All examiners received 1 h of instruction from the author (M.I.) at Kyushu Dental University regarding the appropriate tooth status assessment method (dentist and student position during assessment and diagnostic criteria26). Then the pre-study calibration was conducted by examining volunteer patients. All the examiners obtained intraclass correlation coefficients of ≥ 0.92 for DMFT and intra-examiner kappa values of ≥ 0.87 for DT.

Data collection for covariates

Data on receiving professional tooth brushing instruction (yes or no), use of fluoride toothpaste (yes or no/do not know), fluoride application (either professional topical fluoride application or fluoride mouth rinse) (yes or no/do not know), and regular dental visits (yes or no) were obtained through the self-administered questionnaire. Regular dental visits were confirmed if the participants answered yes to the question, “Do you have regular dental checkups at least once a year?” Data on school grade, sex, physician diagnosis of heart disease, the results of chest X-ray examination and urine examination, and body mass index (BMI) were obtained from the health checkup records. Overweight was defined as a BMI ≥ 25 kg/m2.

Statistical analyses

First, the study population characteristics were described according to the presence of IA. The Shapiro–Wilk test was used to determine whether the continuous variables were normally distributed. Student's t test, the Wilcoxon rank-sum test, and the chi-squared test were used, as appropriate. If the overall test for the variables with ≥ 3 categories was significant, post hoc comparisons were performed.

Next, Poisson regression analyses were performed to assess the crude associations of dental caries, expressed as the DMFT, with IA, the ULBI, and other factors among the study participants.

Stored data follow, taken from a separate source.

PR #1789, opened 2020-01-13
Report correct number of pruned rows in Postgres mailserver

adambabik:
When using Postgres mailsever, the reported pruned number of rows is always 0. This change uses `RowsAffected` to provide the correct number.

## Note

Before merging, the query `DELETE FROM envelopes WHERE id BETWEEN $1 AND $2` should be verified.

cc @cammellos @jakubgs

### DIFF
--- a/mailserver/mailserver_db_postgres.go
+++ b/mailserver/mailserver_db_postgres.go
@@ -171,11 +171,15 @@ func (i *PostgresDB) Prune(t time.Time, batch int) (int, error) {
 	}
 	defer stmt.Close()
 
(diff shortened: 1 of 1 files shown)


jakubgs:
Oh, so it was the counter that was wrong? Are we actually pruning?
I was kinda looking forward to a `created_at` column...

adambabik:
I confirmed it works. It looks like it compares byte-by-byte and the ID's prefix is a big-endian encoded timestamp.

jakubgs (approved):
THX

Finally, mediation analysis with a two-way decomposition approach was employed, while setting IA as the exposure, the DMFT as the outcome, and the ULBI as the mediator. A Poisson regression model was specified to be fitted for the outcome variable and a linear regression model to be fitted for the mediator variable. Our null hypothesis was that either or both of the IA-ULBI and ULBI-DMFT associations was zero. The total effect was separated into the natural direct effect, which is the effect of the exposure not explained by the mediator, and the natural indirect effect (NIE), which is the effect of the exposure explained by the mediator and the interaction between the exposure and the mediator. The presence of an exposure-mediator interaction was allowed. The estimates are presented as incidence rate ratios (IRRs) with 95% confidence intervals (CIs). The CIs were derived by bootstrapping based on 1000 replications. School grade, sex, overweight, receiving tooth brushing instruction, use of fluoride toothpaste, fluoride application, and regular dental visits were considered covariates.

To differentiate “no IA” and “possible IA or IA,” other studies have used an IAT score of 40 as the cutoff3,4. Therefore, a sensitivity analysis was performed in which a dichotomized IA variable with an IAT cutoff point of 40 was set as the exposure instead of the IA variable with an IAT cutoff point of 50. In addition, another sensitivity analysis was performed in which the DT was set as the outcome instead of the DMFT.

All analyses were performed with statistical software (STATA version 17.0; Stata, College Station, TX, US). The level of significance (two-tailed) was set at 0.05.